Monday, April 14, 2008

The Queerness of Jesus' Body: modern TEC doctrine

Peter Toon

Episcopal Divinity School in Cambridge, Mass, lists this course for its June 2008 Term. (EDS trains future Episcopal clergy, and where I was a guest lecturer there when John Booty was aa professor there in the 1980s.)

the link is:
http://www.eds.edu/sec.asp?cat=1&page=125


T 3150 Queer Incarnation
Jordan
7:00-9:00 pm
The incarnation is sometimes presented as an arithmetic problem: What do you get when you add some divinity to a human body? But thinking about incarnation has to start much further back, in the realization that accounts of Jesus show us how little we understand about either divinity or bodies, much less about how bodies can show, act, and becomes divine. Just here and theology of the incarnation can learn from works of queer theory and the writings of queer thinkers. The body of Jesus- despised, de-sexed, and yet miraculously distributed- invites us to an exchange of bodies along the margins of human power and its certainties.
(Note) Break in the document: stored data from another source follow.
PR #1155, opened 2018-03-05
[docs] - Improve docs for google_container_{node_pool,cluster}

nyodas:
Greetings
Following a feeling that we were missing a bit of docs.
I tried to add a few things that i thought were missing
Feel free to point where i might have been overzealous.

### DIFF
--- a/website/docs/r/container_cluster.html.markdown
+++ b/website/docs/r/container_cluster.html.markdown
@@ -94,11 +94,14 @@ output "cluster_ca_certificate" {
 * `enable_legacy_abac` - (Optional) Whether the ABAC authorizer is enabled for this cluster.
     When enabled, identities in the system, including service accounts, nodes, and controllers,
     will have statically granted permissions beyond those provided by the RBAC configuration or IAM.
-
+    Defaults to `true`
+    
 * `initial_node_count` - (Optional) The number of nodes to create in this
     cluster (not including the Kubernetes master). Must be set if `node_pool` is not set.
 
 * `ip_allocation_policy` - (Optional) Configuration for cluster IP allocation. As of now, only pre-allocated subnetworks (custom type with secondary ranges) are supported.
+    This will activate IP aliases. See the [official documentation](https://cloud.google.com/kubernetes-engine/docs/how-to/ip-aliases)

We will think about the queerness of Jesus? body with the help of some traditional texts on incarnation and passion (Athanasius, Bonaventure, Aquinas, Julian) and much more recent work on gender performance, bodily transition or transformation, and the rituals of camp.


Another EDS page,

http://www.eds.edu/sec.asp?cat=7&page=14

explains that their worship 'draws on the Book of Common Prayer, but also incorporates inclusive and expansive language liturgies...'

The Episcopal Church has been talking about creating such liturgies for many years, beginning with its 1979 Prayer Book where the process began in earnest, but it got bold in doing so in the 1990s.